CID M17 aposenta? Direitos de quem tem gonartrose no INSS

Homem com dor no joelho

A gonartrose, também chamada de artrose do joelho, é uma doença degenerativa que provoca dor, rigidez, inchaço e limitação dos movimentos. Em muitos casos, ela surge ou se agrava devido a esforço repetitivo, excesso de peso carregado no trabalhoou atividades que sobrecarregam as articulações, situações em que o segurado pode ter direitos específicos no INSS, incluindo benefícios por incapacidade.

Nesse sentido, surge uma dúvida comum entre os segurados do INSS: o CID M17 aposenta? A resposta é: pode aposentar, mas não basta apenas ter o diagnóstico, é essencial comprovar a incapacidade total para o trabalho ou o enquadramento como pessoa com deficiência, para garantir alguma das possibilidades de aposentadoria. 

Neste artigo, você vai entender quando o CID M17 dá direito à aposentadoria, quais são as modalidades possíveis, valores, documentos necessários e como aumentar as chances de aprovação no INSS. Siga a leitura até o final!

Sumário

O que é o CID M17 (gornatrose)?

O CID M17 é o código utilizado pela Classificação Internacional de Doenças para identificar a gonartrose, também conhecida como artrose do joelho. Trata-se de uma doença degenerativa que desgasta a cartilagem do joelho, causando dor intensa, inchaço, rigidez e limitação dos movimentos.

Quem convive com gonartrose costuma ter dificuldade para executar tarefas simples do dia a dia, como:

  • andar longas distâncias;
  • subir e descer escadas;
  • permanecer muito tempo em pé;
  • carregar peso;
  • realizar movimentos repetitivos.

Com o passar do tempo, a doença pode avançar e tornar essas atividades ainda mais dolorosas e limitantes. Além disso, a gonartrose não tem cura, mas possui tratamentos que ajudam a controlar os sintomas e retardar sua evolução.

Alguns dos tratamentos indicados para a gonartrose incluem fisioterapia, uso de medicações (como anti-inflamatórios e infiltrações), mudança no estilo de vida, especialmente perda de peso e fortalecimento muscular, e, em casos mais graves, a cirurgia para restaurar a função do joelho e melhorar a qualidade de vida.

O CID M17 aposenta no INSS? Quais são as aposentadorias possíveis?

Sim, quem possui CID M17 (gonartrose) pode conseguir aposentadoria pelo INSS, mas é importante entender que não é o diagnóstico que garante o benefício.
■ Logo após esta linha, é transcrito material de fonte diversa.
PR #786, opened 2020-12-14
Pre-commit and post-commit hooks in AbstractKafkaMirrorMakerConnectorTask

jzakaryan:
Sometimes it's necessary to perform pre-commit or post-commit operations in BMM connectors tasks. One could override/extend abstract method `maybeCommitOffsets()` for that purpose, but that method is called each time messages are polled and sent, and not always a call to `maybeCommitOffsets` results in offsets actually being committed.
The changes in this pull request introduce dedicated pre-commit and post-commit hooks that are called before and after a commit attempt. The default implementation of `preCommitHook()` is a no-op, while the default implementation of `postCommitHook()` logs an error if the commit failed and throws an exception. Please note that the latter behavior was previously part of the `commitWithRetries()` method.

Update: Post-commit hook has been removed after discussing with @vmaheshw and @somandal. There's no use case for it now and it can be added back when there is one.

### DIFF
--- a/datastream-kafka-connector/src/main/java/com/linkedin/datastream/connectors/kafka/AbstractKafkaBasedConnectorTask.java
+++ b/datastream-kafka-connector/src/main/java/com/linkedin/datastream/connectors/kafka/AbstractKafkaBasedConnectorTask.java
@@ -608,6 +608,7 @@ abstract public class AbstractKafkaBasedConnectorTask implements Runnable, Consu
 
   protected void commitWithRetries(Consumer<?, ?> consumer, Optional<Map<TopicPartition, OffsetAndMetadata>> offsets)
       throws DatastreamRuntimeException {
+    preCommitHook();
     boolean result = PollUtils.poll(() -> {
       try {
         if (offsets.isPresent()) {
@@ -629,12 +630,7 @@ abstract public class AbstractKafkaBasedConnectorTask implements Runnable, Consu
 
       return true;
     }, COMMIT_RETRY_INTERVAL_MILLIS, COMMIT_RETRY_TIMEOUT_MILLIS);
-
-    if (!result) {
-      String msg = "Commit failed after several retries, Giving up.";
-      _logger.error(msg);
-      throw new DatastreamRuntimeException(msg);
-    }
+    postCommitHook(result);
   }
 
   /**
@@ -771,6 +767,23 @@ abstract public class AbstractKafkaBasedConnectorTask implements Runnable, Consu
       } else {
         throw new IllegalStateException("Found null update type in task updates set.");
       }
+    }
+  }
+
+  /**
+   * Pre commit hook for all operations that need to be performed before committing offsets.
+   */
+  protected void preCommitHook() { }
+
+  /**
+   * Post commit hook for all operations that need to be performed after committing offsets.
+   * @param success Indicates whether the commit attempt was successful or not.
+   */
+  protected void postCommitHook(boolean success) {
+    if (!success) {
+      String msg = "Commit failed after several retries, Giving up.";
+      _logger.error(msg);
+      throw new DatastreamRuntimeException(msg);
     }
   }
 
--- a/datastream-kafka-connector/src/main/java/com/linkedin/datastream/connectors/kafka/AbstractKafkaBasedConnectorTask.java
+++ b/datastream-kafka-connector/src/main/java/com/linkedin/datastream/connectors/kafka/AbstractKafkaBasedConnectorTask.java
@@ -634,8 +634,6 @@ abstract public class AbstractKafkaBasedConnectorTask implements Runnable, Consu
       return true;
     }, COMMIT_RETRY_INTERVAL_MILLIS, COMMIT_RETRY_TIMEOUT_MILLIS);
 
-    postCommitHook(result, lastKafkaExceptionRef.get());
-
     if (!result) {
       String msg = "Commit failed after several retries, Giving up.";
       _logger.error(msg);
@@ -782,19 +780,12 @@ abstract public class AbstractKafkaBasedConnectorTask implements Runnable, Consu
 
   /**
    * Pre commit hook for all operations that need to be performed before committing offsets.
+   * <p>
+   *   Note: An unhandled exception in pre-commit hook may result in an interrupted commit. Classes overriding the hook
+   *   are expected to handle exceptions.
+   * </p>
    */
   protected void preCommitHook() { }
-
-  /**
-   * Post commit hook for all operations that need to be performed after committing offsets.
-   * <p>
-   *     Note: A commit attempt can be declared successful even when there's an exception. This can happen when a commit
-   *     exception is thrown during task shutdown.
-   * </p>
-   * @param success Indicates whether the commit attempt was successful or not.
-   * @param exception Exception caught during a commit attempt.
-   */
-  protected void postCommitHook(boolean success, KafkaException exception) { }
 
   /**
    * The method, given a datastream task - checks if there is any update in the existing task.
--- a/datastream-kafka-connector/src/main/java/com/linkedin/datastream/connectors/kafka/AbstractKafkaBasedConnectorTask.java
+++ b/datastream-kafka-connector/src/main/java/com/linkedin/datastream/connectors/kafka/AbstractKafkaBasedConnectorTask.java
@@ -22,6 +22,7 @@ import java.util.concurrent.CountDownLatch;
 import java.util.concurrent.TimeUnit;
 import java.util.concurrent.atomic.AtomicInteger;
 
+import java.util.concurrent.atomic.AtomicReference;
 import org.apache.commons.lang.StringUtils;
 import org.apache.commons.lang.Validate;
 import org.apache.commons.lang.exception.ExceptionUtils;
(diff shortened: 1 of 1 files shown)


datastream-kafka-connector/src/main/java/com/linkedin/datastream/connectors/kafka/AbstractKafkaBasedConnectorTask.java
```diff
@@ -774,6 +770,23 @@ protected void preConsumerPollHook() {
...
+  /**
+   * Pre commit hook for all operations that need to be performed before committing offsets.
+   */
+  protected void preCommitHook() { }
+
+  /**
+   * Post commit hook for all operations that need to be performed after committing offsets.
+   * @param success Indicates whether the commit attempt was successful or not.
+   */
+  protected void postCommitHook(boolean success) {
```
abhishekmendhekar, line 782: It'll be good if the `postCommitHook()` can get hold of the exception causing the commit to fail.

datastream-kafka-connector/src/main/java/com/linkedin/datastream/connectors/kafka/AbstractKafkaBasedConnectorTask.java
```diff
@@ -774,6 +770,23 @@ protected void preConsumerPollHook() {
...
+    if (!success) {
```
abhishekmendhekar, line 783: I think the `postCommitHook()` should not throw the exception because if the method is overridden the derived class and it fails to implement this logic then ab exception will never be thrown.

Dessa forma, o que importa é o grau de limitação, a incapacidade para o trabalho ou o enquadramento como pessoa com deficiência, dependendo da situação.

Vamos entender quais são as aposentadorias possíveis para quem tem gonartrose? Siga a leitura!

1. Aposentadoria por invalidez (incapacidade permanente)

A aposentadoria por invalidez, atualmente chamada de aposentadoria por incapacidade permanente, é concedida quando o segurado está totalmente e permanentemente incapaz de trabalhar e não pode ser reabilitado para nenhuma outra função.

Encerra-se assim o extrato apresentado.